You might be tempted to do something like this:

. bysort company (year): gen mvalue_ref = mvalue[16]

That approach hinges on noticing that the dataset in question is a balanced panel, in which each company is observed for all years from 1935 to 1954. Thus, when each panel is in year order, the value for 1950 is the 16th in each panel. The solution works for this example, and similar solutions will work whenever you have balanced panels, but it is not good style. First, in a log file the code above may not be transparent unless you add a comment, since the implication of using observation 16 may well not be obvious on a later reading. Second, and more important, this solution does not carry over to unbalanced panels.

6. An egen approach

Here is another way to do it. In some ways, it is worse technique, but in other ways it shows more of the power of Stata.
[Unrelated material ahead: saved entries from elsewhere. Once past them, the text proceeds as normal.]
PR #1608, opened 2021-11-23
Remove obsolete comma from constructor call

elbebass:


Documentation/ApiOverview/BackendModules/TemplateClass/Index.rst
```diff
@@ -43,7 +43,7 @@ controller:
        protected ModuleTemplateFactory $moduleTemplateFactory;
 
        public function __construct(
-           ModuleTemplateFactory $moduleTemplateFactory,
+           ModuleTemplateFactory $moduleTemplateFactory
```
mbrodala, line 46: Just FYI: technically this allowed in PHP 8 but TYPO3v11 also supports PHP 7.4 so we should stick to that.

mbrodala (approved):

Issue #1619, opened 2021-11-26
Improve documentation for links and references


sypets:
[ ] Start with restructuring: LinkHandler API is subpage of LinkBrowser, makes no sense: https://docs.typo3.org/m/typo3/reference-coreapi/master/en-us/ApiOverview/LinkBrowser/Index.html. Use a different start page, e.g. **Links & References**
[ ] Move [Softreferences](https://docs.typo3.org/m/typo3/reference-coreapi/master/en-us/ApiOverview/SoftReferences/Index.html) in menu to be subpage of "Links & References"

clarify terms

* links
* references
* soft references
* what is a linkhandler
* t3 URI format

specifically

* what is difference between links and soft references?
* what is difference between soft references and other references (hard references), see https://docs.typo3.org/m/typo3/reference-coreapi/master/en-us/ApiOverview/SoftReferences/Index.html

look at existing docs and write missing pieces:

outline:

- introduction to links in TYPO3
  - explain some basic terms, e.g. 
    - difference between links, soft references, "hard" references or relations
    - explain t3 URI format
  - how does it work - e.g. resolving of links, editing links in BE etc.
  - extendability, how can extensions "hook into" functionality  
- link handler
   - [linkhandler API](https://docs.typo3.org/m/typo3/reference-coreapi/master/en-us/ApiOverview/LinkBrowser/Linkhandler/Index.html) (already exist, but nowhere it is explained, what is a linkhandler ...)
- [link browser](https://docs.typo3.org/m/typo3/reference-coreapi/master/en-us/ApiOverview/LinkBrowser/Index.html)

. bysort company: egen mvalue_ref = total(cond(year == 1950, mvalue, .))

The expression cond(year == 1950, mvalue, .) uses the value for mvalue when year is 1950 and missing otherwise.

When run through egen, total() under the aegis of by panel:, the value for 1950 is applied to every observation in each panel. egen, total() ignores missings in its calculation, so the total is identical to the value for 1950.

Once again, think through what might go wrong. If mvalue were missing for 1950 in any panel, then the total would also be missing for that panel. If there were no observation for 1950 in any panel, then the total of all the other values in that panel would be calculated. In both cases, missing would be returned as panel result, as would be fair.

This approach is not equivalent to

. bysort company: egen mvalue_ref = total(mvalue) if year == 1950

because that leaves missings almost everywhere and is absolutely no gain over (and in fact markedly less efficient than)

. gen mvalue_ref = mvalue if year == 1950

Other examples of using egen in panel problems are given in other FAQs:

How can I drop spells of missing values at the beginning and end of panel data?

How can I identify first and last occurrences systematically in panel data?

In various versions before Stata 9, egen, total() was called egen, sum(). If you wish to learn more about cond(), see the tutorial by Kantor and Cox (2005). For a more general discussion of comparisons within datasets, see Cox (2011).

References

Cox, N. J. 2002.
Speaking Stata: How to move step by: step. Stata Journal 2: 86–102.
Kantor, D., and N. J. Cox. 2005.
Depending on conditions: A tutorial on the cond() function. Stata Journal 5: 413–420.
Cox, N. J. 2011.
Speaking Stata: Compared with ... Stata Journal 11: 305–314.